Bana iş görüşmelerinde sık sık neden Amerika'da kalmadığım, Türkiye'ye döndüğüm soruluyor. Ben de kariyer, buradaki çevrem vb cevaplar veriyorum.Yine aynı soru geldi ve benim ağzımda gevelediğim benzer cevaplar... Görüşme sonrası GDOL'e geri döndüm ve o ana kadar net olarak bilemediğim cevap berraklık kazandı. EURO RSCG'den George Gallete ''not in sight, not in mind'' diyordu sahnede. Bizde de ''gözden ırak, gönülden ırak'' derler. Farkı ''mind''ın daha çok akıl anlamında kullanılıyor olması.Kalp heart olarak çevrilebilir, ancak gönülün çevirisi yok İngilizce'de. Anladım ki; ben o gönül uğruna Türkiye'ye döndüm.

Batıdan gelen akıl insanları gün boyu bize yeni, online yaşayan nesli anlattılar, ''duygusal bağ kurun'' dediler. Biz gönül insanlarının aklında neler kaldı? Artık hayatın eskisi gibi olmayacağı, Internet'in ticareti de, yaşam tarzımızı da topyekün değiştirdini anladık.Twitter'da bir ara Serdar Erener trend oldu, belli ki sözleri insanlara ulaştı.O da aklın duyguyla çalıştığını söyledi. Brian Sollis ve Adam Ostrow twitter'daki yorumlara göre öne çıktılar. Mustafa Taviloğlu samimi bulundu ve o döner sahneye çıkmaya imrenmeyen kalmadı.

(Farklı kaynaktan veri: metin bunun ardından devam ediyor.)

PR #221, opened 2021-01-31
Parallelise integrators with openMP

lfarv:
openMP directives were introduced in some integrators some time ago by Xiabiao Huang, but were not activated.
They can now be optionally activated.

## Behaviour

In each integrator, the loop over the different particles is parallelised. This occurs if the number of particles is greater than 10 (by default, configurable). Below this number, nothing is changed, so functions like findorbit*x*, findm*xx*, linopt… are not accelerated. on the other hand, when tracking 1000 particles, I could see an acceleration by a factor 2 to 3 on a desktop machine.
At the moment, apart from the nb. particles threshold, everything (like the number of threads) is automatically handled by openMP. Additional functions may be added in the future to get more control.

## Requirements

An openMP-aware compiler is needed. This is what I observed:
#### Linux:
gcc is compatible, nothing to do.
#### MacOS:
For Matlab, we must use the openMP library provided by Matlab: nothing to do,
For python, an openMP library needs to be installed, preferably with a package manager:
`$ sudo port install libomp` or
`$ brew install libomp`
#### Windows:
Nothing to do with Visual Studio Community 2017, to be tested with other compilers.

### Matlab
Rebuild the integrators with:
```
>> atmexall -openmp
```
The threshold on the number of particles can be adjusted (to 5 in this example) by using:
```
>> atmexall -openmp -DOMP_PARTICLE_THRESHOLD=5
```
Notice: I experienced crashes when compiling with a Matlab version and running with an older version.

### Python
Set the environment variable `OPENMP` to a non-null value when building pyat. Example for `sh`/`bash`/`zsh`:
```
OPENMP=1 python setup.py build/install/develop
```
You may need to remove previously compiled integrators with:
```
rm -rf build
find at -name "*.pyc" -exec rm '{}' \;
find at -name "*.so" -exec rm '{}' \;
```
The threshold on the number of particles can be adjusted (to 5 in this example) by using:
```
OPENMP=1 OMP_PARTICLE_THRESHOLD=5 python setup.py build/install/develop
```
### Octave
Not yet implemented, in progress…


lfarv:
I still have to add documentation…

matsievskiysv:
Pushed edits for Octave build script.

Tested it using [`testTracking`](https://github.com/atcollab/at/blob/master/atmat/atdemos/tracking/testTracking.m) example with `N=30`:
```octave
tic;testTracking;toc
```
Got 240 and 295 seconds with and without OpenMP respectively.
@lfarv could you maybe suggest a better test case?

matsievskiysv (approved):

swhite2401:
hello all, 
I did not know this was implemented, could you point to an integrator that has it for me to see the code?

As a general comment on this, openMP is nice but relies on shared memory similar to matlab parfor or pyhton multithreading, as soon as you will want to use several nodes (i.e. in a cluster architecture) you will need something that can deal with distributed memory and openMP cannot. For this, an MPI implementation is needed. 
I also strongly discourage hydrid implementation combining the two. I know this is a much more significant development, but I would go for MPI right away and not spend too much time on this.
The main application for such development is multi-particle tracking and in my opinion it only makes sense if it can be used on a cluster.

swhite2401:
I took a look and it is in fact very simple, one question though: wouldn't it be simpler to handle this at the atpass.c level?
One could think of splitting the particle array into N array and run the parallelized loop on these.
This way the integrators are left unchanged, and for pyAT there is nothing to do as there the patpass function that implements the same at the python level using multithreading.

Only problem I can see is for the impedance elements that requires a knowledge of all particles, but again here I believe MPI is needed.

lfarv:
@swhite2401 : As you can see, the implementation is very simple, and none of the integrators is modified in this branch! The only new thing here is the selection of the adequate compile flags for different platforms. An implementation at the `atpass.c` level might be marginally more efficient but requires more work and indeed raises the problem of impedance-like elements.

`patpass` in python has the same problem (impedances), and as far as I could see is slightly less efficient than openMP.

 `parfor` in Matlab is apparently quite different as it does not use shared memory, but spawns several processes (so called "workers"), on a single machine or on several nodes, and circulates the data between them through .mat files. It's more like to MPI, and has a lot more overhead.

I agree that openMP should not be mixed with another parallelisation solution, that's why it's optional and defaults to "non-activated". But the openMP option offers almost for free a solution for any desktop machine, with very little overhead. 

@matsievskiysv : I'll add a test function to the distribution

swhite2401:
I fully agree, this is very nice and free as you, I was just suggesting further developments.
As far as I can see patpass is not usefull anymore, should it be removed to avoid conflicts?

Ok for me to merge, btw

lfarv:
I added a test function `trackMultipleParticles` in `demos/tracking`. It tracks 500 particles over 500 tunes (by default) and prints the elapsed time (without and with longitudinal motion). As an example, here are my results (MacOS, quad-core processor):

**Matlab without openMP**
\>> trackMultipleParticles()
Elapsed time is 9.9 seconds.
Elapsed time is 24.7 seconds.

**Matlab with openMP**
\>> trackMultipleParticles()
Elapsed time is 3.2 seconds.
Elapsed time is 7.1 seconds.

**_The gain is approximately a factor 3 !_**

**Octave (native) without openMP**
\>> trackMultipleParticles()
Elapsed time is 9.8 seconds.
Elapsed time is 24.6 seconds.

**Octave (native) with openMP**
\>> trackMultipleParticles()
Elapsed time is 6.2 seconds`                   `<--surprisingly long
Elapsed time is 9.8 seconds.

lfarv:
Correction: Octave results are equivalent to Matlab results. The problem was that in Octave, clear mex does not ensure that updated files will be loaded. The right results were obtained after reloading Octave.

**Octave (native) with openMP**
\>> trackMultipleParticles()
500 particles, 500 turns, without longitudinal motion: 3.2 s
500 particles, 500 turns,    with longitudinal motion: 7.1 s

willrogers:
Fine for me, and feel free to remove `patpass`.

matsievskiysv:
@lfarv enabled OpenMP in Jupyter image

lfarv:
The choice of the threshold for parallelisation is not obvious: here is a plot showing the ratio between tracking with and without openMP, for 1 to 10 particles (quad-core desktop machine):

test_opnmp

With a threshold 0 (blue curve, always parallelise), the overhead from spawning the threads increases the elapsed time for n_particles < 5, up to a factor 2 ! In this case, setting OMP_THRESHOLD=4 (red curve) suppresses the problem, and gives some improvement starting with 5 particles (such as in the computation of closed orbit or response matrices).

However, this depends on the machine: here is what I got on another one (Linux server):

test_opnmp2

Here, attempting to parallelise less than 10 particles may give terrible results. However the default threshold of 10 looks safe enough.

To make this check easy, I added a function `test_openmp(threshold)` in` atmat/atdemos/tracking`;
the 1st plot is obtained with

`>> test_openmp(4)
`

and the second with

`>> test_openmp()`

Ve Serdar Kuzuloğlu kocaman bir alkışı hak etti.


Ekler:

GDOL'le ilgili yazılmış köşe yazılarından:

- Fatoş Karahasan - Dünyaya ''Yeni Normal'' Hakim Oluyor
- Melis Alphan - Yeni Normal
- Ali Atıf Bir - Online Nesil Ne Durumda?
GDOL'den Notlar GDOL'den Notlar Reviewed by Arzu Pınar on Nisan 05, 2012 Rating: 5

3 yorum

Adsız dedi ki...

Bizimle paylastiginicin tesekkurler Arzucum, cok ilgi cekici gercekten. Turkiyede Boyle etkinlikler duzenleniyor, daha Fransada hic tanik olmadim. Bu da turkiye nin ne kadar buyuk bir pazar oldugunu gosteriyor. Dilek.

Arzu Pınar dedi ki...

Rica ederim ne demek. Gercekten iyi bir etkinlikti.Yurt dışından gelnler bile şaşırdı.Biz Internet kullanımında zaten en yükseklerdeyiz.İş dünyası da trendleri iyi takip ediyor, sonucu bu gibi etkinlikler oluyor işte.

Arzu Pınar dedi ki...
Bu yorum yazar tarafından silindi.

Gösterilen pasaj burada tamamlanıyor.